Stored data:
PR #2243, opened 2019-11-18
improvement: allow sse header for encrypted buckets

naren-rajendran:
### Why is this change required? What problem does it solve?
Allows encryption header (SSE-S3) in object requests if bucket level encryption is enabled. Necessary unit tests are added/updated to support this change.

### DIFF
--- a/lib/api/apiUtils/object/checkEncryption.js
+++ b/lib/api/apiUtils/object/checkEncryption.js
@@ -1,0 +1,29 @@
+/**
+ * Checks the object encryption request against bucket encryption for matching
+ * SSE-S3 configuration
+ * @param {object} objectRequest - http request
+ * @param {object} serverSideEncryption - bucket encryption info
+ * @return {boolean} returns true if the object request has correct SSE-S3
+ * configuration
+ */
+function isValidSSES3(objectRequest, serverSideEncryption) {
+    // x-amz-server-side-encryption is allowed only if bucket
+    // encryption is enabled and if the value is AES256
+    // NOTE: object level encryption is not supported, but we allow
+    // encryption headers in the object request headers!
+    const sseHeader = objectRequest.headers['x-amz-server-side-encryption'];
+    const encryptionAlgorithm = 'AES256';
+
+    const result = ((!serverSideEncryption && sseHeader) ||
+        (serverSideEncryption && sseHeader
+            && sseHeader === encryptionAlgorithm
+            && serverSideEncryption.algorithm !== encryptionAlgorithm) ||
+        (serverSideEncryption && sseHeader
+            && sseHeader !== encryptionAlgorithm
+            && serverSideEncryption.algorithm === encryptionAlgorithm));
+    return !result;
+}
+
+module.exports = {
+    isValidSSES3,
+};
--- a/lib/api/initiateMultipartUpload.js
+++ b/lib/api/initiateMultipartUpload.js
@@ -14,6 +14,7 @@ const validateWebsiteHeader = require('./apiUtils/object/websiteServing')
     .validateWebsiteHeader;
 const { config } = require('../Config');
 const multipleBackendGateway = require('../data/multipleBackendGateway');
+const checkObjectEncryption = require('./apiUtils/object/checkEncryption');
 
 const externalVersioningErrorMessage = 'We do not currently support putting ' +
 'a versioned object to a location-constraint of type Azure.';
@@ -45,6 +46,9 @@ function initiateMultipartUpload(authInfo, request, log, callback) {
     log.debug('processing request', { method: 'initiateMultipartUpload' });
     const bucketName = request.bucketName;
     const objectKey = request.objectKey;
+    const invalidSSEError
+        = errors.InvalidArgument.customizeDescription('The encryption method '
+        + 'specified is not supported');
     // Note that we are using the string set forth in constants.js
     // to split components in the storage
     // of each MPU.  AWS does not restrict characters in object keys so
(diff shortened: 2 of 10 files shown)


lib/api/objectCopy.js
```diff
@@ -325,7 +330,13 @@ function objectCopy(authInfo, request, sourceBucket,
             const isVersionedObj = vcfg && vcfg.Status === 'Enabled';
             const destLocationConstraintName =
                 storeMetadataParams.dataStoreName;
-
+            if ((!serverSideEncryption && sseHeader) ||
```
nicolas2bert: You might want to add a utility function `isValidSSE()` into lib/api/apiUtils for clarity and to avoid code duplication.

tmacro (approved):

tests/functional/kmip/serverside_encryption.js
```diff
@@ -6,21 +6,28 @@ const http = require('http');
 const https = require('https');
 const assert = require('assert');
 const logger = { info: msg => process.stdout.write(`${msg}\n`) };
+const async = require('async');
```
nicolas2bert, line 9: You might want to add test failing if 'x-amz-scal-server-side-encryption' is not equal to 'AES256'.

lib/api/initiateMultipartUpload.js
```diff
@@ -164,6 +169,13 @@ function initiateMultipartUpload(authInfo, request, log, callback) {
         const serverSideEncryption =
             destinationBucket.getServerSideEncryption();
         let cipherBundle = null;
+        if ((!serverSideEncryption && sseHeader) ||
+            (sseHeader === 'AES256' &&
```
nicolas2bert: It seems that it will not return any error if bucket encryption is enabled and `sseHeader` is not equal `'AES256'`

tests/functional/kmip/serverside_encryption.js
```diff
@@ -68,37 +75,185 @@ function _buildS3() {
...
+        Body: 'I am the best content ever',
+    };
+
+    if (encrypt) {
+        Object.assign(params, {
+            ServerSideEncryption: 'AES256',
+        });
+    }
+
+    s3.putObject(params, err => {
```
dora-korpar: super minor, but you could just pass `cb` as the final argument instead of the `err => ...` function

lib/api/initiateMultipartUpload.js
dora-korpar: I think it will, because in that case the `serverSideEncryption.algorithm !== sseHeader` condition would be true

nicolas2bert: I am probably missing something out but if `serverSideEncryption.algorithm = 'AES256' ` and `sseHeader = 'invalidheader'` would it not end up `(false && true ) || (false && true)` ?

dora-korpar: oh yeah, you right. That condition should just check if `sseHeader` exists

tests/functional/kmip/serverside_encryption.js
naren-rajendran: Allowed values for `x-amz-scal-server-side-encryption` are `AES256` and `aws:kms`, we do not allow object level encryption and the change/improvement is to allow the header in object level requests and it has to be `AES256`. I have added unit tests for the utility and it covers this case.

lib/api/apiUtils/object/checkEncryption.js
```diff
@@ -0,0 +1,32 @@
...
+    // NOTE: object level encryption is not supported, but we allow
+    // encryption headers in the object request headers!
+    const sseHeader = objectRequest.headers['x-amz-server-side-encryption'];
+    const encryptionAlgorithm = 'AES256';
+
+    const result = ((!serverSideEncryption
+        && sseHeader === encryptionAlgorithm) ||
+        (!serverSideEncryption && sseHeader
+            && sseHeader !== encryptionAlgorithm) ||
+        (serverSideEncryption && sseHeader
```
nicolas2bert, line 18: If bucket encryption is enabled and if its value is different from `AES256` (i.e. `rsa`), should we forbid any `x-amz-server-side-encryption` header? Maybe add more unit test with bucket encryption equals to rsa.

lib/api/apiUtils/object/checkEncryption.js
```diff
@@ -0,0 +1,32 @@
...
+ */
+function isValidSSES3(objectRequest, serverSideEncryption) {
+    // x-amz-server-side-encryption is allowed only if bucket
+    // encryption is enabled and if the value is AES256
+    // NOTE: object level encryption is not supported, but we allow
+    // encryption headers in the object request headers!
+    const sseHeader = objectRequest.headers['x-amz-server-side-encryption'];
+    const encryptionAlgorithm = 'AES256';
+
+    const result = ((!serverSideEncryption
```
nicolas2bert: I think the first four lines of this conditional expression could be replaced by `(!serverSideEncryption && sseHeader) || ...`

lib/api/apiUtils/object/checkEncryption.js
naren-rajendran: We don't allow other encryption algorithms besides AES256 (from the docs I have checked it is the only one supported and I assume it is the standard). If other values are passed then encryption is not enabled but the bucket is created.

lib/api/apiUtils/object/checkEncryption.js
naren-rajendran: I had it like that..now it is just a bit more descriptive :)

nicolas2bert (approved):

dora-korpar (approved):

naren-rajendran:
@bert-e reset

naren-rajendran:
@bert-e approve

● **What you are asked to do**
Each record above, in full: retype it verbatim.

● **Task result**
PR #2243, opened 2019-11-18
improvement: allow sse header for encrypted buckets

naren-rajendran:
### Why is this change required? What problem does it solve?
Allows encryption header (SSE-S3) in object requests if bucket level encryption is enabled. Necessary unit tests are added/updated to support this change.

### DIFF
--- a/lib/api/apiUtils/object/checkEncryption.js
+++ b/lib/api/apiUtils/object/checkEncryption.js
@@ -1,0 +1,29 @@
+/**
+ * Checks the object encryption request against bucket encryption for matching
+ * SSE-S3 configuration
+ * @param {object} objectRequest - http request
+ * @param {object} serverSideEncryption - bucket encryption info
+ * @return {boolean} returns true if the object request has correct SSE-S3
+ * configuration
+ */
+function isValidSSES3(objectRequest, serverSideEncryption) {
+    // x-amz-server-side-encryption is allowed only if bucket
+    // encryption is enabled and if the value is AES256
+    // NOTE: object level encryption is not supported, but we allow
+    // encryption headers in the object request headers!
+    const sseHeader = objectRequest.headers['x-amz-server-side-encryption'];
+    const encryptionAlgorithm = 'AES256';
+
+    const result = ((!serverSideEncryption && sseHeader) ||
+        (serverSideEncryption && sseHeader
+            && sseHeader === encryptionAlgorithm
+            && serverSideEncryption.algorithm !== encryptionAlgorithm) ||
+        (serverSideEncryption && sseHeader
+            && sseHeader !== encryptionAlgorithm
+            && serverSideEncryption.algorithm === encryptionAlgorithm));
+    return !result;
+}
+
+module.exports = {
+    isValidSSES3,
+};
--- a/lib/api/initiateMultipartUpload.js
+++ b/lib/api/initiateMultipartUpload.js
@@ -14,6 +14,7 @@ const validateWebsiteHeader = require('./apiUtils/object/websiteServing')
     .validateWebsiteHeader;
 const { config } = require('../Config');
 const multipleBackendGateway = require('../data/multipleBackendGateway');
+const checkObjectEncryption = require('./apiUtils/object/checkEncryption');
 
 const externalVersioningErrorMessage = 'We do not currently support putting ' +
 'a versioned object to a location-constraint of type Azure.';
@@ -45,6 +46,9 @@ function initiateMultipartUpload(authInfo, request, log, callback) {
     log.debug('processing request', { method: 'initiateMultipartUpload' });
     const bucketName = request.bucketName;
     const objectKey = request.objectKey;
+    const invalidSSEError
+        = errors.InvalidArgument.customizeDescription('The encryption method '
+        + 'specified is not supported');
     // Note that we are using the string set forth in constants.js
     // to split components in the storage
     // of each MPU.  AWS does not restrict characters in object keys so
(diff shortened: 2 of 10 files shown)


lib/api/objectCopy.js
```diff
@@ -325,7 +330,13 @@ function objectCopy(authInfo, request, sourceBucket,
             const isVersionedObj = vcfg && vcfg.Status === 'Enabled';
             const destLocationConstraintName =
                 storeMetadataParams.dataStoreName;
-
+            if ((!serverSideEncryption && sseHeader) ||
```
nicolas2bert: You might want to add a utility function `isValidSSE()` into lib/api/apiUtils for clarity and to avoid code duplication.

tmacro (approved):

tests/functional/kmip/serverside_encryption.js
```diff
@@ -6,21 +6,28 @@ const http = require('http');
 const https = require('https');
 const assert = require('assert');
 const logger = { info: msg => process.stdout.write(`${msg}\n`) };
+const async = require('async');
```
nicolas2bert, line 9: You might want to add test failing if 'x-amz-scal-server-side-encryption' is not equal to 'AES256'.

lib/api/initiateMultipartUpload.js
```diff
@@ -164,6 +169,13 @@ function initiateMultipartUpload(authInfo, request, log, callback) {
         const serverSideEncryption =
             destinationBucket.getServerSideEncryption();
         let cipherBundle = null;
+        if ((!serverSideEncryption && sseHeader) ||
+            (sseHeader === 'AES256' &&
```
nicolas2bert: It seems that it will not return any error if bucket encryption is enabled and `sseHeader` is not equal `'AES256'`

tests/functional/kmip/serverside_encryption.js
```diff
@@ -68,37 +75,185 @@ function _buildS3() {
...
+        Body: 'I am the best content ever',
+    };
+
+    if (encrypt) {
+        Object.assign(params, {
+            ServerSideEncryption: 'AES256',
+        });
+    }
+
+    s3.putObject(params, err => {
```
dora-korpar: super minor, but you could just pass `cb` as the final argument instead of the `err => ...` function

lib/api/initiateMultipartUpload.js
dora-korpar: I think it will, because in that case the `serverSideEncryption.algorithm !== sseHeader` condition would be true

nicolas2bert: I am probably missing something out but if `serverSideEncryption.algorithm = 'AES256' ` and `sseHeader = 'invalidheader'` would it not end up `(false && true ) || (false && true)` ?

dora-korpar: oh yeah, you right. That condition should just check if `sseHeader` exists

tests/functional/kmip/serverside_encryption.js
naren-rajendran: Allowed values for `x-amz-scal-server-side-encryption` are `AES256` and `aws:kms`, we do not allow object level encryption and the change/improvement is to allow the header in object level requests and it has to be `AES256`. I have added unit tests for the utility and it covers this case.

lib/api/apiUtils/object/checkEncryption.js
```diff
@@ -0,0 +1,32 @@
...
+    // NOTE: object level encryption is not supported, but we allow
+    // encryption headers in the object request headers!
+    const sseHeader = objectRequest.headers['x-amz-server-side-encryption'];
+    const encryptionAlgorithm = 'AES256';
+
+    const result = ((!serverSideEncryption
+        && sseHeader === encryptionAlgorithm) ||
+        (!serverSideEncryption && sseHeader
+            && sseHeader !== encryptionAlgorithm) ||
+        (serverSideEncryption && sseHeader
```
nicolas2bert, line 18: If bucket encryption is enabled and if its value is different from `AES256` (i.e. `rsa`), should we forbid any `x-amz-server-side-encryption` header? Maybe add more unit test with bucket encryption equals to rsa.

lib/api/apiUtils/object/checkEncryption.js
```diff
@@ -0,0 +1,32 @@
...
+ */
+function isValidSSES3(objectRequest, serverSideEncryption) {
+    // x-amz-server-side-encryption is allowed only if bucket
+    // encryption is enabled and if the value is AES256
+    // NOTE: object level encryption is not supported, but we allow
+    // encryption headers in the object request headers!
+    const sseHeader = objectRequest.headers['x-amz-server-side-encryption'];
+    const encryptionAlgorithm = 'AES256';
+
+    const result = ((!serverSideEncryption
```
nicolas2bert: I think the first four lines of this conditional expression could be replaced by `(!serverSideEncryption && sseHeader) || ...`

lib/api/apiUtils/object/checkEncryption.js
naren-rajendran: We don't allow other encryption algorithms besides AES256 (from the docs I have checked it is the only one supported and I assume it is the standard). If other values are passed then encryption is not enabled but the bucket is created.

lib/api/apiUtils/object/checkEncryption.js
naren-rajendran: I had it like that..now it is just a bit more descriptive :)

nicolas2bert (approved):

dora-korpar (approved):

naren-rajendran:
@bert-e reset

naren-rajendran:
@bert-e approve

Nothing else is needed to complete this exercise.